(Beginning of Provided data)

PR #828, opened 2025-12-12
Don't assume csrf token is the first node

DanielArndt:
The behaviour seems to be inconsistent in the latest version of kratos, so we adopt the `find()` pattern used elsewhere in the code.

Fixes https://github.com/canonical/kratos-operator/issues/579


BarcoMasile (commented):
Can you write one function to get the CSRF token and reuse it across the components..? So we don't have code duplication

BarcoMasile (approved):

PR #845, opened 2026-02-02
IAM-1920: add pop to AMR to support Salesforce integration

shipperizer:


nsklikas (approved):
lgtm, non-blocking: if you want remove the `oidcWebAuthnSequencingEnabled` check as it may introduce issues in the future and it is not 100% clear from reading the code why it is required.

(End of Provided data)

Task to carry out =>
Once you have read the records, write every one of them out again exactly.

Solution to this task =>
PR #828, opened 2025-12-12
Don't assume csrf token is the first node

DanielArndt:
The behaviour seems to be inconsistent in the latest version of kratos, so we adopt the `find()` pattern used elsewhere in the code.

Fixes https://github.com/canonical/kratos-operator/issues/579


BarcoMasile (commented):
Can you write one function to get the CSRF token and reuse it across the components..? So we don't have code duplication

BarcoMasile (approved):

PR #845, opened 2026-02-02
IAM-1920: add pop to AMR to support Salesforce integration

shipperizer:


nsklikas (approved):
lgtm, non-blocking: if you want remove the `oidcWebAuthnSequencingEnabled` check as it may introduce issues in the future and it is not 100% clear from reading the code why it is required.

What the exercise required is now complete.